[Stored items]
————————
PR #30, opened 2020-02-12
fix CI

bentiss:
Add a default logging level to `INFO` and hopefully fix the CI

### DIFF
--- a/ratbag_emu/endpoint.py
+++ b/ratbag_emu/endpoint.py
@@ -2,6 +2,7 @@
 
 import logging
 import struct
+import time
 import typing
 
 import hidtools.uhid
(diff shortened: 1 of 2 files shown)


bentiss:
FYI: https://gitlab.freedesktop.org/bentiss/libratbag-tests/-/jobs/1608264 seems like it does the job

bentiss:
Added one commit to also silence the pyudev warnings.

ratbag_emu/__init__.py
```diff
@@ -5,3 +5,7 @@
 from .endpoint import Endpoint  # noqa: 401
 from .firmware import Firmware  # noqa: 401
 from .hw_component import HWComponent  # noqa: 401
+
+import logging
+__logger = logging.getLogger('ratbag-emu')
+__logger.setLevel(logging.INFO)
```
FFY00: Why is this needed? It can be manually enabled. pytest can also manually enable it via cli options.

bentiss: right. But then can we turn this on in the CI? I mean, pytest will hide logs when everything is fine, so better at least have `--log-level=INFO` by default

FFY00: Yes we can. IIRC pytest will output all the logs at the end, if you want to have them at runtime you could do `--log-file=/dev/stdout`. You can also just save the logs to a normal file.

I am not sure we want to enable this by default in the module. I am fine with enabling them by default in the tests if you want.

bentiss: >  I am fine with enabling them by default in the tests if you want.

OK done: 249a71e46618..7c885bef8d5e  master -> master (in libratbag-tests)

bentiss:
Seems like we solve all the nitpicks, merging

PR #77, opened 2021-07-27
PCRM-0000 Add Account Level AWS Configs

joeds13:
Set a password policy, even though we have an SCP denying IAM user
creation, it stops false positive raising of this being insufficient
from Security Tests
Set the S3 Block Public Access controls at the account level, so we
don't need to set them individually on buckets


jamesnunnnhs (approved):

terraform/stacks/account/locals.tf
```diff
@@ -0,0 +1,15 @@
+locals {
+  name               = "list-reconciliation-${local.environment}"
+  environment        = lower(terraform.workspace)
+  data_clasification = local.environment == "prod" ? "5" : "1"
```
HarveyNHS, line 4: change clasification to classification

terraform/stacks/account/locals.tf
```diff
@@ -0,0 +1,15 @@
...
+
+  tags = {
+    TagVersion         = "1"
+    Programme          = "SpinePod5"
+    Project            = "ListReconciliation"
+    DataClassification = local.data_clasification
```
HarveyNHS, line 10: same here

terraform/stacks/account/terraform.tf
```diff
@@ -0,0 +1,29 @@
...
+}
+
+terraform {
+  backend "s3" {
+    bucket         = "terraform-list-reconciliation-state-mgmt"
+    key            = "account.tfstate"
+    dynamodb_table = "terraform-list-reconciliation-locks"
+    region         = "eu-west-2"
+    encrypt        = true
+    role_arn       = "arn:aws:iam::486319732046:role/LRTerraformBase"
```
HarveyNHS, line 27: Will this arn always be the same?

HarveyNHS (commented):
Please review comments

terraform/stacks/account/terraform.tf
joeds13: Yeah, this role is in our single management account, which stores our Terraform state and locks

HarveyNHS (approved):
Approved

PR #78, opened 2021-07-27
PCRM-3515 - Bug fix for reading file with no DOW records

abbas-khan8:


packages/gp_file_parser/parser.py
```diff
@@ -126,19 +132,17 @@ def _parse_row_pair(row_pair: RowPair) -> Row:
...
-        row_1[0] == RECORD_TYPE and row_1[1] == RECORD_1
-    ), f"Row 1 for all records must start with '{RECORD_TYPE}~{RECORD_1}'"
+    if row_1[0] != RECORD_TYPE or row_1[1] != RECORD_1:
+        raise InvalidGPExtract({INVALID_RECORD: INVALID_RECORD_TYPE})
 
-    assert (
-        row_2[0] == RECORD_TYPE and row_2[1] == RECORD_2
-    ), f"Row 2 for all records must start with '{RECORD_TYPE}~{RECORD_2}'"
+    if row_2[0] != RECORD_TYPE or row_2[1] != RECORD_2:
+        raise InvalidGPExtract({INVALID_RECORD: INVALID_RECORD_TYPE})
```
josh-scargill-nhsd, line 145: Is there a reason these aren't checked at the same time? it looks like the same output unless i'm losing it

packages/gp_file_parser/parser.py
```diff
@@ -198,12 +209,14 @@ def parse_gp_extract_text(
...
     Raises:
-        AssertionError: If the file is not a valid extract.
+        InvalidStructure: If the file is not a valid extract.
     """
 
     raw_text = [r.strip() for r in gp_extract_text.split("\n") if r]
 
-    assert raw_text[0] == r"503\*", r"Header must contain 503\*"
+    if raw_text[0] != r"503\*":
+        raise InvalidStructure(r"Header must contain 503\*")
```
josh-scargill-nhsd, line 218: contain or be exactly?

packages/gp_file_parser/validators.py
```diff
@@ -276,6 +284,41 @@ def surname(surname_val: str, **kwargs) -> ValidatedRecord:
...
+
+            non_punctuated_val = prev_surname_val.translate(
+                str.maketrans("", "", string.punctuation)
+            ).replace(" ", "")
+            if non_punctuated_val not in (None, ""):
+                if not non_punctuated_val.isupper():
+                    invalid_reason = INVALID_PREV_SURNAME
+
+        except (TypeError, ValueError):
+            invalid_reason = INVALID_PREV_SURNAME
```
josh-scargill-nhsd, line 317: If this is a dupe of the surname, can we reuse functionality?

packages/lambda_code/LR_02_validate_and_parse/lr_02_lambda_handler.py
```diff
@@ -256,9 +257,9 @@ def handle_extract(self, prefix: InputFolderType, error_message: str = None):
         s3_client.delete_object(Bucket=bucket, Key=self.upload_key)
 
         if error_message:
-            timestamp = self.upload_date.strftime("%d%m%YT%H%M.%S.%f")
+            timestamp = self.upload_date.strftime("%Y%m%d%H%M%S")
```
josh-scargill-nhsd, line 260: just wondering why we've declared a new format for the file, is the other format vastly unreadable? or do we use this format later on down the line?

HarveyNHS (approved):
Approved

packages/gp_file_parser/validators.py
abbas-khan8: Yep I think we can, was going to pick this up with James at some point because it uses his validator which I'm not completely familiar with just yet and with refactor

packages/lambda_code/LR_02_validate_and_parse/lr_02_lambda_handler.py
abbas-khan8: This was the format on the confluence page, after talks with Prem and Noor this is what was settled on. This is going to change now based on our conversation about job_id

packages/gp_file_parser/parser.py
abbas-khan8: You've lost it

josh-scargill-nhsd (approved):

PR #79, opened 2021-07-28
PCRM-0000 Adding Log Retention controls

joeds13:
Store logs in dev envs for short amount of time, go longer for
production


jamesnunnnhs (approved):

terraform/stacks/list-reconciliation/locals.tf
```diff
@@ -3,6 +3,12 @@ locals {
   environment        = lower(terraform.workspace)
   data_clasification = local.environment == "prod" ? "5" : "1"
 
+  log_retention_in_days = {
+    default = 3
+    preprod = 14
+    prod    = 365
```
josh-scargill-nhsd, line 9: Does this need to be agreed or discussed anywhere?

joeds13: Confirming the Data Retention is listed as a Post MVP requirement

The Prod config here matches the defaults, so isn't really a change, just puts it in a now configurable location that should mean when the Post MVP decision on retention is made, it's a nice easy change here

josh-scargill-nhsd (approved):

abbas-khan8 (approved):

PR #86, opened 2021-07-30
PCRM-0000 Updating PDS FHIR API Tests

joeds13:
The API response from the Sandbox has now changed, it is responding with
"https://fhir.hl7.org.uk/CodeSystem/" as the URL for the value types,
rather than "https://fhir.nhs.uk/R4/CodeSystem/"


jamesnunnnhs (approved):

premnhs (approved):
LGTM

PR #96, opened 2021-08-02
PCRM-0000 Even shorter names

joeds13:
Further resources were attempting to be created with longer than the 64 character limit name


HarveyNHS (approved):
Approved

josh-scargill-nhsd (approved):

PR #97, opened 2021-08-02
PCRM-0000 Fix LR-15 Integration Test

joeds13:


HarveyNHS (changes requested):

test/integrationtests/step_impl/lr_15_lambda_cdd_file.py
```diff
@@ -1,94 +1,134 @@
...
-from .tf_aws_resources import get_terraform_output
-from utils.datetimezone import get_datetime_now
-
-import boto3
+import json
 import os
 import time
 
-# On github
-access_key = os.getenv("AWS_PUBLIC_KEY")
```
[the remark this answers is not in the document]
joeds13: I was basing it off the comment around this being used on Github and that `AWS_PUBLIC_KEY` and `AWS_PRIVATE_KEY` are non-standard Env variables for AWS `aws_access_key_id` and `aws_secret_access_key` respectively, so assumed it was all custom configuration in the previous Github builds

Are you able to checkout this PR locally and attempt running the tests on Windows please?

HarveyNHS (approved):
Approved

test/integrationtests/step_impl/lr_beforehooks.py
```diff
@@ -88,5 +81,47 @@ def before_hooks_lr23_bucket_data():
...
+    # Only retrieve the keys for each item in the table (minimize data transfer)
+    projectionExpression = ", ".join("#" + key for key in tableKeyNames)
+    expressionAttrNames = {"#" + key: key for key in tableKeyNames}
+
+    counter = 0
+    page = table.scan(
+        ProjectionExpression=projectionExpression, ExpressionAttributeNames=expressionAttrNames
+    )
+    with table.batch_writer() as batch:
+        while page["Count"] > 0:
```
jamesnunnnhs, line 114: This isn't explicitly decremented - is it updated when you call `page = table.scan(...`?

test/integrationtests/step_impl/test_helpers.py
```diff
@@ -0,0 +1,66 @@
...
+        Messages.write_message(f"Object not found after waiting: {bucket}/{key}")
+        return False
+
+
+def get_latest_jobid():
+    job_table = dynamodb.Table(get_terraform_output("jobs_table"))
+    job_data = job_table.scan()
+    job_items = []
+    for key, value in job_data.items():
+        if key == "Items":
```
jamesnunnnhs, line 32: This will mask an implicit test (I presume) that `'Items'` must exist. Can you do this instead?

```job_items = [j for j in job_data['Items']]```

Doing that ^ will raise a `KeyError` if `'Items'` doesn't exist

File: test/integrationtests/step_impl/lr_beforehooks.py (hunk 2 above)
Comment (jamesnunnnhs) [reply test/integrationtests/step_impl/lr_beforehooks.py:114]: Looks like you  totally just stole that function from the top rated StackOverflow answer  so no prob, I trust them

File: test/integrationtests/step_impl/test_helpers.py [hunk 4]
```diff
@@ -0,0 +1,66 @@
...
+def create_timestamp():
+    now = get_datetime_now().now()
+    return "%02d%02d%02d%02d%d%d" % (
+        now.year,
+        now.month,
+        now.day,
+        now.minute,
+        now.second,
+        now.microsecond,
+    )
```
jamesnunnnhs, line 49: Best use `datetime.strftime`. Also I think you missed hour

return `now.strftime('%Y%m%d%H%M%S%f')`

test/integrationtests/step_impl/test_helpers.py
```diff
@@ -0,0 +1,66 @@
...
+        status = describe_execution["status"]
+
+        if status == "SUCCEEDED":
+            return describe_execution
+        else:
+            poll_count += 1
+
+        if poll_count >= poll_limit:
+            Messages.write_message(f"LR 10 StepFunction arn: {execution_arn} status: {status}")
+            return describe_execution
```
jamesnunnnhs, line 64: Maybe raise an exception from this since it would be a fail for it not to succeed

test/integrationtests/step_impl/test_helpers.py
```diff
@@ -0,0 +1,66 @@
...
+
+def await_s3_object_exists(bucket, key):
+    try:
+        waiter = s3.get_waiter("object_exists")
+        waiter.wait(Bucket=bucket, Key=key)
+        Messages.write_message(f"Object exists: {bucket}/{key}")
+        return True
+    except botocore.exceptions.WaiterError:
+        Messages.write_message(f"Object not found after waiting: {bucket}/{key}")
+        return False
```
jamesnunnnhs, line 24: Maybe raise an exception from this since it would be a fail for it not to succeed

test/integrationtests/step_impl/test_helpers.py
joeds13: Discussed with James to leave as is as it's consistent with the test code style

test/integrationtests/step_impl/test_helpers.py
joeds13: Discussed with James to leave as is as it's consistent with the test code style

jamesnunnnhs (approved):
————————
• **Aim of the task**
For each line above that includes the word "INFO", make a copy of that line.

• **Exercise solution**
Add a default logging level to `INFO` and hopefully fix the CI
+__logger.setLevel(logging.INFO)
bentiss: right. But then can we turn this on in the CI? I mean, pytest will hide logs when everything is fine, so better at least have `--log-level=INFO` by default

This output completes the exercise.